The mitral valve closes and opens with an active movement, in which most of the components of the mitral apparatus participate simultaneously. The closure of the mitral valve begins in the diastole (the phase of early diastolic cover of the valves) with rapid filling of the ventricle.

Vortices formed behind the valve flaps, ensure their convergence in the diastole. Atrial contraction increases the effect of the cover, the valves due to their tension atrial muscle tufts.

At the beginning of the systole, the valves that form the mitral valve are joined by free margins due to contraction of the left ventricle and the occurrence of an inverse gradient on the valve. The posterior wing is shifted forward towards the septal valve as a result of narrowing of the opening (by 20-40%) along the mural part of the fibrous ring. More than half of the narrowing of the fibrous ring occurs during the atrial systole, and the remaining narrowing is due to a reduction in the basal segments of the left ventricular myocardium. At the same time, the anteroposterior (by 6%) and mediolateral (by 13%) sizes of the mitral orifice decrease, the coaptation zone of the valves increases and the reliability of the valve closure increases. The size of the anterior segment of the fibrous ring that forms the mitral valve almost does not change during the cardiac cycle. Dilation of the left heart, reduction of contractility of their myocardium, disturbance of rhythm and conduction may affect the reduction of the fibrous ring. In the phase of early banishment with a rapid increase in pressure in the left ventricle, an isometric contraction of the papillary muscles supports the closure of the valves. During the late-ejection phase, shortening of the papillary muscles (on average by 34%) helps prevent the prolapse of the valves to the left atrial cavity as the distance between the mitral valve and the apex of the heart decreases.

During the ejection phase, the support chords and the fibrous ring stabilize the mitral valve in one plane, and the main stress is in the rough coaptation zone of the valves. However, the pressure on the coaptation zone of both closed valves is balanced, which presumably ensures the formation of a moderate stress along the rough edge. The front flap, which forms the mitral valve, adjoins the aortic root at an angle of 90 °, which ensures that the systole is positioned parallel to the blood stream, thereby contributing to a reduction in stress on it.

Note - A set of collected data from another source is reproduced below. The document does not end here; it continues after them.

PR #3390, opened 2025-05-20
Poresize issue3280

achicks15:
## Description

The merge fixes issue 3280 for the Size Distribution perspective. It fixes the background power law and linear background fits not using the provided power law to fit. It also corrected the typo in the GUI perspective window. 

Requirements: I added the scipy.optimize package to do the fitting. 

Fixes # 3280

## How Has This Been Tested?

This was tested by successfully completing a quick and full max entropy fitting when subtracting both a power law and background. It was also tested in a local testing script with the same data. 

## Review Checklist:

**Installers**

### DIFF
--- a/src/sas/sascalc/size_distribution/SizeDistribution.py
+++ b/src/sas/sascalc/size_distribution/SizeDistribution.py
@@ -44,8 +44,13 @@ def add_gaussian_noise(x, dx, seed=None):
 
     return noisy_data
 
-def line_func(x,m,b):
-    return b+m*x
+def line_func(x, b, m):
+    ## y=A*x^m
+    ## ln(y) = ln(A) + m*ln(x)
+    ## b = ln(A)
+    ## m = m
+
+    return b + m*x
 
 def background_fit(data, power=None, qmin=None, qmax=None, type="fixed"):
     """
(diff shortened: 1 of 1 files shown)


src/sas/qtgui/Perspectives/SizeDistribution/SizeDistributionLogic.py
```diff
@@ -90,15 +90,15 @@ def fitFlatBackground(self, qmin, qmax):
         """
         Estimate the flat background
         """
-        background = background_fit(self.data, None, qmin, qmax)
-        return background[1]
+        background, background_err = background_fit(self.data, 0, qmin, qmax)
+        return np.exp(background)[0]
```
krzywon, line 94: I think ` return self.fitBackgroundScale(0, qmin, qmax)` would be easier to maintain, long-term. If the return of `background_fit` ever changes, it will only need to be updated in one place instead of two.

src/sas/sascalc/poresize/SizeDistribution.py
```diff
@@ -79,22 +83,37 @@ def background_fit(data, power=None, qmin=None, qmax=None, type="fixed"):
...
+        # Linearize the data for a linear or power law fit
+        
+        linearized_data = Data1D(np.log(data.x[idx]), np.log(fx[idx]), dy=sigma[idx]/fx[idx])
+        fit_func = lambda x,b:line_func(x, power, b)
+        init_guess = (linearized_data.y[0])
+
     else:
-        linearized_data = Data1D(data.x[idx], fx[idx], dy=None)
+        # Fit both the power and scale 
+        linearized_data = Data1D(np.log(data.x[idx]), np.log(fx[idx]), dy=sigma[idx]/fx[idx])
```
krzywon, line 95: This is duplicated inside both cases of the if/else block and can be moved out to before the if statement.

src/sas/sascalc/poresize/SizeDistribution.py
```diff
@@ -79,22 +83,37 @@ def background_fit(data, power=None, qmin=None, qmax=None, type="fixed"):
...
+        fit_func = line_func
+        init_guess = (4, linearized_data.y[0])
+
+    param_result, pcov = optimize.curve_fit(fit_func, linearized_data.x, linearized_data.y, init_guess, sigma = linearized_data.dy)
+    param_err = np.sqrt(np.diag(pcov))
 
+    if len(param_err) > 1: 
+        param_err[1] = np.exp(param_result[1])*param_err[1]
+    else:
+        param_err[0] = np.exp(param_result[0])*param_err[0]
```
krzywon, line 105: If the numpy error for the parameter error has at least two elements, only modify the 2nd element, otherwise only modify the first element? Why is this happening? Does the consumer of this error array know what to do with it?

Please add inline documentation for why this is necessary.

src/sas/sascalc/poresize/SizeDistribution.py
```diff
@@ -79,22 +83,37 @@ def background_fit(data, power=None, qmin=None, qmax=None, type="fixed"):
...
-    residuals = linearized_data.y - (result.slope * linearized_data.x + intercept)
-    sigma = np.sqrt(np.sum(residuals**2) / (n - 1))  # Sample standard deviation
+    #result = stats.linregress(linearized_data.x, linearized_data.y)
+    #intercept = np.mean(linearized_data.y - result.slope * linearized_data.x)
+    #n = len(linearized_data.x)
+    #residuals = linearized_data.y - (result.slope * linearized_data.x + intercept)
+    #sigma = np.sqrt(np.sum(residuals**2) / (n - 1))  # Sample standard deviation
     #std_dev_intercept = sigma * np.sqrt(np.sum(linearized_data.x**2) / (n * np.sum((linearized_data.x - np.mean(linearized_data.x))**2)))
     #mean_value = np.mean(numbers)
     #std_dev = np.std(numbers)
```
krzywon, line 115: Is there any reason to keep these lines?

krzywon (commented):
I've reviewed the code. Have not tested functionality.

src/sas/qtgui/Perspectives/SizeDistribution/SizeDistributionLogic.py
butlerpd: Humm... would it not be easier to just call from SizeDistribution.py? instead of calling fitFlatBackground or fitBackgroundScale just call background_fit in sascalc directly?  

But maybe that is harder to understand? Not good coding practice? simpler would seem better to me?  I suspect this was set up before we really knew how it was all going to work? Just a thought

butlerpd (changes requested):
Functionality test on windows 10 works beautifully!!!

 However, besides some coding questions, release-6.1.0 will need to be merged into this branch locally because of the change of folder names (and method names). Another reason we wanted those changes sooner than later.  We will have to check again carefully after that merge to make sure nothing got accidentally changed before we merge this PR.

src/sas/sascalc/poresize/SizeDistribution.py
achicks15: No

src/sas/qtgui/Perspectives/SizeDistribution/SizeDistributionLogic.py
butlerpd: I think what @krzywon is suggesting is that `fitFlatBackground` and `fitBackgroundScale` have the same code and it would be better to unite them (basically the caller should pass the 0 I guess?

butlerpd:
actually it looks like some of those issue are already addressed so probably mergeable now unless you want to unite the two fitBackground methods?

krzywon:
I think, based on the recent changes and the desire for @butlerpd to have this change in order to work on another issue, I think my comments can be handled in a separate branch. I'm going ahead and merging this.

The mitral valve is opened not only under the influence of hemodynamic mechanisms, but also with the active participation of all structures of the mitral apparatus. The opening of the valve begins in the phase of isovolumeic relaxation of the left ventricle due to the increase in the distance between its apex and the base (when the shape of the left ventricle changes), as well as due to the continued reduction of papillary muscles. This contributes to the early divergence of the valves. In the diastole, an unobstructed passage of blood from the atrium into the ventricle is facilitated by the eccentric expansion of the posterior part of the fibrous ring and the corresponding displacement of the mural leaf.